* [RECORDS PROVIDED]
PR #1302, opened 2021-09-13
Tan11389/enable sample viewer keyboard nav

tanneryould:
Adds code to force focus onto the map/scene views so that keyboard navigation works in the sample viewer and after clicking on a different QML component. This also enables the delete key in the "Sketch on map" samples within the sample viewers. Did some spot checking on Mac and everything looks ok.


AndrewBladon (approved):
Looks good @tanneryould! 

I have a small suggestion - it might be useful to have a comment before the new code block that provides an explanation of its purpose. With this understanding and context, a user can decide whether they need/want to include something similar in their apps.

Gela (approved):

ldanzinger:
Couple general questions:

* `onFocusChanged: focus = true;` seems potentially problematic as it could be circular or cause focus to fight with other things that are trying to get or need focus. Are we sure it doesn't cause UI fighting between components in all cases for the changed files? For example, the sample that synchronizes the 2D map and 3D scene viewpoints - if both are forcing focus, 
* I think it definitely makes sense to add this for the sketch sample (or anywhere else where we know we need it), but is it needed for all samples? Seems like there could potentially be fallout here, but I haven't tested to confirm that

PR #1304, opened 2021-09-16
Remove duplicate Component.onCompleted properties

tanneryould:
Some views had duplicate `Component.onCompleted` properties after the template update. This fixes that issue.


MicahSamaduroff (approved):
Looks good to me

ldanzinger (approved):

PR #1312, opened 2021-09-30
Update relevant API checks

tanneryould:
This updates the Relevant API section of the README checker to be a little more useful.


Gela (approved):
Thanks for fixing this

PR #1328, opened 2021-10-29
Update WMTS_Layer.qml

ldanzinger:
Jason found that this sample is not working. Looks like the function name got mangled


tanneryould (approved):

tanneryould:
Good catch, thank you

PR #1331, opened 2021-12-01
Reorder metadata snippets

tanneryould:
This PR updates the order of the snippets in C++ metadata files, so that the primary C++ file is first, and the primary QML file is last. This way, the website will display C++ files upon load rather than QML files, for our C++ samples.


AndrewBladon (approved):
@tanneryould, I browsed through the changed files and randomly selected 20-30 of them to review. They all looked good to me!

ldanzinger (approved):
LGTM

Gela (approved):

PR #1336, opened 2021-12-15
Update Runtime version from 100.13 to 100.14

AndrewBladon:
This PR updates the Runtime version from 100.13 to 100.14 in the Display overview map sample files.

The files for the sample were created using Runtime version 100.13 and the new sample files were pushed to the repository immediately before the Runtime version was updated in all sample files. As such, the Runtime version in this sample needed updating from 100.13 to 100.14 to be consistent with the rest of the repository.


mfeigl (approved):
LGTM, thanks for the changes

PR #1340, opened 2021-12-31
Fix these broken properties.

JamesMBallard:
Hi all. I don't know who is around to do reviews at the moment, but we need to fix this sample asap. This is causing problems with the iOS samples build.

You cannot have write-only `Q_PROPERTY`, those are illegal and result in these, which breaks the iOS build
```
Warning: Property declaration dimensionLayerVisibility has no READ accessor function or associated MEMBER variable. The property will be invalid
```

==

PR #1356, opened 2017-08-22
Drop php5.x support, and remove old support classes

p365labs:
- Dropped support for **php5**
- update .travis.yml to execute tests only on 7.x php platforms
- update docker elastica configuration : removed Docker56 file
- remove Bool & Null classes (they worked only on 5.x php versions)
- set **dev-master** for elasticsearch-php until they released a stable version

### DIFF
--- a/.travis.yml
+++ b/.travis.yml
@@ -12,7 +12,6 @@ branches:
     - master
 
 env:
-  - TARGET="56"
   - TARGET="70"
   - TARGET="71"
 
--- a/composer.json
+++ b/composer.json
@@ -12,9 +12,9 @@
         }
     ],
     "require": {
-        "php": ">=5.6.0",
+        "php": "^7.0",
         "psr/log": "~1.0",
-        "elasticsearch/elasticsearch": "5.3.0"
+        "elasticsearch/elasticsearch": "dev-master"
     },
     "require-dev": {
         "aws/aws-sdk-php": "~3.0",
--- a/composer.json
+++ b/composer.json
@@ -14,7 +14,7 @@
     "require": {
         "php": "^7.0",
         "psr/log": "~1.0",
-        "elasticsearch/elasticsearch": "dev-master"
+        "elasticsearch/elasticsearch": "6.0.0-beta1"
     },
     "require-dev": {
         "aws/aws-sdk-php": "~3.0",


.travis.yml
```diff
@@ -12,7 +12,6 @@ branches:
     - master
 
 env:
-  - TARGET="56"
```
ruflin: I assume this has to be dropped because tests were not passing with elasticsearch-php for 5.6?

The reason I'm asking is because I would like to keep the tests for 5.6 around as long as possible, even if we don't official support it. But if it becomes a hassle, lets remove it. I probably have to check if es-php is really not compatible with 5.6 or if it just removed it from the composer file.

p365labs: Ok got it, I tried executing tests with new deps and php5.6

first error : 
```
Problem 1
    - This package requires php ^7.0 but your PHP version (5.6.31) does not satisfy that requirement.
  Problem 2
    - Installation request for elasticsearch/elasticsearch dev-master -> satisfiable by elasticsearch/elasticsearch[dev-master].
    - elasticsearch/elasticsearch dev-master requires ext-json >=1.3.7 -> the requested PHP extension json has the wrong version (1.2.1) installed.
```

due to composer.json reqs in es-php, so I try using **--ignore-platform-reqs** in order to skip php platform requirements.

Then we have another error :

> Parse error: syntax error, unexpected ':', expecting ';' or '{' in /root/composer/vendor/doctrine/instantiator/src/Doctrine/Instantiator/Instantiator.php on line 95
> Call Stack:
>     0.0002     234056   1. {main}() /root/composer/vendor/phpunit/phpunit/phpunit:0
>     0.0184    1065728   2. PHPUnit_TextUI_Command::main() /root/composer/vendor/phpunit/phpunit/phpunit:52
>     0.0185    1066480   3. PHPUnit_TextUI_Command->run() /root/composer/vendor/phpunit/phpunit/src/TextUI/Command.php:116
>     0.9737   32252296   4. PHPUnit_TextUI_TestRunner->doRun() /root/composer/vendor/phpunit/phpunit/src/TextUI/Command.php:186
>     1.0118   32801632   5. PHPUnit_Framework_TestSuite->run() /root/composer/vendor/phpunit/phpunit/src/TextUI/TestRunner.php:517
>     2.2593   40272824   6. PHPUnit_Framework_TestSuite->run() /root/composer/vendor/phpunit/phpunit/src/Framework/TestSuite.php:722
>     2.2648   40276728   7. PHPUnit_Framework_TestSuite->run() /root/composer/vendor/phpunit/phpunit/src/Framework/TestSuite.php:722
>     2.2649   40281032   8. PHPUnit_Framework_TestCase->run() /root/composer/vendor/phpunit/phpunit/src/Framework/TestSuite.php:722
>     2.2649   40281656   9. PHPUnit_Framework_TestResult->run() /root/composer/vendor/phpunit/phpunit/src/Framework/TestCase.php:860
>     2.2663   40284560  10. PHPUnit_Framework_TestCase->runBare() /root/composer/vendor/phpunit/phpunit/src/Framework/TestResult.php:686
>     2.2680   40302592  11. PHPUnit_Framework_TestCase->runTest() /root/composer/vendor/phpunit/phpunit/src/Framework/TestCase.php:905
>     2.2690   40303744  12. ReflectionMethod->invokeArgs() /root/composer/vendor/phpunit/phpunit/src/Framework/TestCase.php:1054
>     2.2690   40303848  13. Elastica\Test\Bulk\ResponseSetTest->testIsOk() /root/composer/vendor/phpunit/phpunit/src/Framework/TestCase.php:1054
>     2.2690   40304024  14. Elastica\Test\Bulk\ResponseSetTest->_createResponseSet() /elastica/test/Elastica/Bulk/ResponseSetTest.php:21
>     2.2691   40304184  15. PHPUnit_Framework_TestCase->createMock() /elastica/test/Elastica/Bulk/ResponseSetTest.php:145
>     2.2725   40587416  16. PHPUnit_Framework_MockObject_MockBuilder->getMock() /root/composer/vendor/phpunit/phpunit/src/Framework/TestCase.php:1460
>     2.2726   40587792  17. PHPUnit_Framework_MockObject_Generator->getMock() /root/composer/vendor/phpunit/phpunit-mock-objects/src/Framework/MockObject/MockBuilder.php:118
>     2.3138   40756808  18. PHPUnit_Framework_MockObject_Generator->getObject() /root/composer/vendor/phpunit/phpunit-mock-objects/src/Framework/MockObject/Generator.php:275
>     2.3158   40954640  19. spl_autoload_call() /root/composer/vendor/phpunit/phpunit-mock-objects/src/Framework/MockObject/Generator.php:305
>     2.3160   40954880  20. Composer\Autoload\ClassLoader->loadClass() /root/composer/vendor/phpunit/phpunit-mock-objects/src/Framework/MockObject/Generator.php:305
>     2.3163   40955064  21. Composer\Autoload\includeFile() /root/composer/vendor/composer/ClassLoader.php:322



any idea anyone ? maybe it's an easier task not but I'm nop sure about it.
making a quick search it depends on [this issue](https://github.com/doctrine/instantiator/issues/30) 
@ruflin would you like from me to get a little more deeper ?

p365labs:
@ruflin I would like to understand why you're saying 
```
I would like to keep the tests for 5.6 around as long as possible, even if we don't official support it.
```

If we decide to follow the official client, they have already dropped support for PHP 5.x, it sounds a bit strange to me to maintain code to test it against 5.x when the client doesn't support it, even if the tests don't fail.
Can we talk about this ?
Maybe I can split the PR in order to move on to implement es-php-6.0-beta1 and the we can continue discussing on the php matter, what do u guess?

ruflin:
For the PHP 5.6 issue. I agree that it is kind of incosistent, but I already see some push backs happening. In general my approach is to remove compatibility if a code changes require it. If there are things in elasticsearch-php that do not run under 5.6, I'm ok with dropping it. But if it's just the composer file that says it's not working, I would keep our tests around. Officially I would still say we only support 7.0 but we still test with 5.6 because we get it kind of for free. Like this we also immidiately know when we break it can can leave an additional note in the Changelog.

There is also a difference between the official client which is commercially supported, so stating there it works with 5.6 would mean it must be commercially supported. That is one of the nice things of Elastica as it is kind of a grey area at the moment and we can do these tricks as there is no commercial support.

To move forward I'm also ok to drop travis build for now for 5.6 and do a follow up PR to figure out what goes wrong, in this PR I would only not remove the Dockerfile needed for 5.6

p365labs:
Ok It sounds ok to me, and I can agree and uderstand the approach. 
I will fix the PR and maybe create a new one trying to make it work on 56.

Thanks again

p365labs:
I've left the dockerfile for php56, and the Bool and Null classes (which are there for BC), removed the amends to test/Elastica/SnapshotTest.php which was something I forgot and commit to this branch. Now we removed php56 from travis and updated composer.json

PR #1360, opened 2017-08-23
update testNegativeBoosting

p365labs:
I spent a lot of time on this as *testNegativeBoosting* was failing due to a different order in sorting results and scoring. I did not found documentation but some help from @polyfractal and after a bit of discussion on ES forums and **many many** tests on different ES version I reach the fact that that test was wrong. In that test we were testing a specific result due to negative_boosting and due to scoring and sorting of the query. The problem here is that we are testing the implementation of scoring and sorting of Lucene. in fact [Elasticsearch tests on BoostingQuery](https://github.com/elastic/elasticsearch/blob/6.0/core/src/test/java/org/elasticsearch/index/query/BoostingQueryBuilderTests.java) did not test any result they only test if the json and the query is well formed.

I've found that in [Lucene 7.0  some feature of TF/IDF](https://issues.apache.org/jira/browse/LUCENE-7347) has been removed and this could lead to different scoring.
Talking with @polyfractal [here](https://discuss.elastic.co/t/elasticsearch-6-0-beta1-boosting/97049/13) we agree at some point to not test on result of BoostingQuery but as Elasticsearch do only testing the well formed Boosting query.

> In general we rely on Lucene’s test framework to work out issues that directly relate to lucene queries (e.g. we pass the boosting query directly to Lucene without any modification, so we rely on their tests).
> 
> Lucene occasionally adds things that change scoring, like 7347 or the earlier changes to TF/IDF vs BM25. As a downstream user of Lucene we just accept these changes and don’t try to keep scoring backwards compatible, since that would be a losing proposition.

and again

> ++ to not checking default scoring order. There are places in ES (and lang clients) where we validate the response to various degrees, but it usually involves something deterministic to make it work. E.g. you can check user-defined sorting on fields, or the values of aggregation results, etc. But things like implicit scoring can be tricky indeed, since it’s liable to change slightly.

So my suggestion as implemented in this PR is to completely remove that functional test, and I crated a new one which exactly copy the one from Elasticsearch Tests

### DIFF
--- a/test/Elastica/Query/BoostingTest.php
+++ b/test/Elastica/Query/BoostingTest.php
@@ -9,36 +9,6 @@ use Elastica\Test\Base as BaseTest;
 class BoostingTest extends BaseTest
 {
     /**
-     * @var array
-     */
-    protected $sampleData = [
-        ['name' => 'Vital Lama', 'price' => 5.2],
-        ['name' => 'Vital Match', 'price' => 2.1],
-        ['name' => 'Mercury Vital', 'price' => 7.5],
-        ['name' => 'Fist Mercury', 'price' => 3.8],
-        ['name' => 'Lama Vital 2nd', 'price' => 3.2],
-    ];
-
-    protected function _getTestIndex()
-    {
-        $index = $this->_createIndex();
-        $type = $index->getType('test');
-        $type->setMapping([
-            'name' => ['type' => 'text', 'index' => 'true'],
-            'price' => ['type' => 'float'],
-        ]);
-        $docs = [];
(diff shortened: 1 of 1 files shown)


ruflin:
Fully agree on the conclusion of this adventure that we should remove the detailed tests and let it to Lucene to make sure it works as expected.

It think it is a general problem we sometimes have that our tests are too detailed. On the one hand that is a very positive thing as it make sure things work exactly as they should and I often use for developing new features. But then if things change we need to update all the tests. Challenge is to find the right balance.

==

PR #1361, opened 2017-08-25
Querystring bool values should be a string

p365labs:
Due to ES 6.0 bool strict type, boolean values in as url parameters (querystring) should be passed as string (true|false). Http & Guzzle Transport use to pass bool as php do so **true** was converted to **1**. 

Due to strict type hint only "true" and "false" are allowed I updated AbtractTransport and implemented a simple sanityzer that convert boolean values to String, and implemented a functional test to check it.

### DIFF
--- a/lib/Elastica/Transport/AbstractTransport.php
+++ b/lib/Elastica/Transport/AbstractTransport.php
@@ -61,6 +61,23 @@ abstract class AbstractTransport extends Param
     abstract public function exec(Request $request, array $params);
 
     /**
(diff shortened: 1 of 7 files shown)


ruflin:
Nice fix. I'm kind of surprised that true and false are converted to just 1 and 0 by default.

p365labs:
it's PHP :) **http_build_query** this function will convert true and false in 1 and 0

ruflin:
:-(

* [DIRECTIONS] Among the records above, find the lines that contain "values" and copy every one.

* [SOLUTION]
> ++ to not checking default scoring order. There are places in ES (and lang clients) where we validate the response to various degrees, but it usually involves something deterministic to make it work. E.g. you can check user-defined sorting on fields, or the values of aggregation results, etc. But things like implicit scoring can be tricky indeed, since it’s liable to change slightly.
Querystring bool values should be a string
Due to ES 6.0 bool strict type, boolean values in as url parameters (querystring) should be passed as string (true|false). Http & Guzzle Transport use to pass bool as php do so **true** was converted to **1**. 
Due to strict type hint only "true" and "false" are allowed I updated AbtractTransport and implemented a simple sanityzer that convert boolean values to String, and implemented a functional test to check it.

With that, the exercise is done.